[Data excerpts]
══════════════════════════════

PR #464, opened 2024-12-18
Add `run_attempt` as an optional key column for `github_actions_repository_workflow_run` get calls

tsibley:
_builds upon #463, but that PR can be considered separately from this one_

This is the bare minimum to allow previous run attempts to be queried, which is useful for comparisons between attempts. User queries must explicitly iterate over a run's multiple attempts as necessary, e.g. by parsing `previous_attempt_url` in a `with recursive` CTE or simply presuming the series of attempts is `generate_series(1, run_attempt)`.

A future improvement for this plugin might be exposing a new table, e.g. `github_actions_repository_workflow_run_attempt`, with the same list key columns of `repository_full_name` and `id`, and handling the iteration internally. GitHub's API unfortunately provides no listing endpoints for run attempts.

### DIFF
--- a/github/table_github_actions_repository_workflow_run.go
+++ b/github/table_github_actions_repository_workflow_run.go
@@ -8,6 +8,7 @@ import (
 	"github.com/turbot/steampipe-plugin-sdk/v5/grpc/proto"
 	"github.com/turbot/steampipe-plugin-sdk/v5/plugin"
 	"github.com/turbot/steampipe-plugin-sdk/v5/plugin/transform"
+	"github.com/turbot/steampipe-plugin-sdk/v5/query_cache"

══════════════════════════════

REQUIRED WORK: Show the lines from the data above that contain the string "with".

SOLUTION TO THIS PROBLEM:
This is the bare minimum to allow previous run attempts to be queried, which is useful for comparisons between attempts. User queries must explicitly iterate over a run's multiple attempts as necessary, e.g. by parsing `previous_attempt_url` in a `with recursive` CTE or simply presuming the series of attempts is `generate_series(1, run_attempt)`.
A future improvement for this plugin might be exposing a new table, e.g. `github_actions_repository_workflow_run_attempt`, with the same list key columns of `repository_full_name` and `id`, and handling the iteration internally. GitHub's API unfortunately provides no listing endpoints for run attempts.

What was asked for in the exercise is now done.